▶ WHAT NEEDS TO BE DONE
List every line in this data where the string "refactor" occurs.

▶ Recorded data
PR #1711, opened 2018-12-19
Various fixes, enhancements to `csharp-refactor` client

wing328:
### PR checklist

### Description of the PR

- update dependencies to the latest version
- bug fixes to content-type, accept header selection
- add test cases

NOTE: file upload is still broken and will be addressed in another PR instead.

cc @mandrean (2017/08) @jimschubert (2017/09)


samples/client/petstore/csharp-refactor/OpenAPIClient/src/Org.OpenAPITools/Client/ApiClient.cs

▶ EXERCISE ANSWER
Various fixes, enhancements to `csharp-refactor` client
samples/client/petstore/csharp-refactor/OpenAPIClient/src/Org.OpenAPITools/Client/ApiClient.cs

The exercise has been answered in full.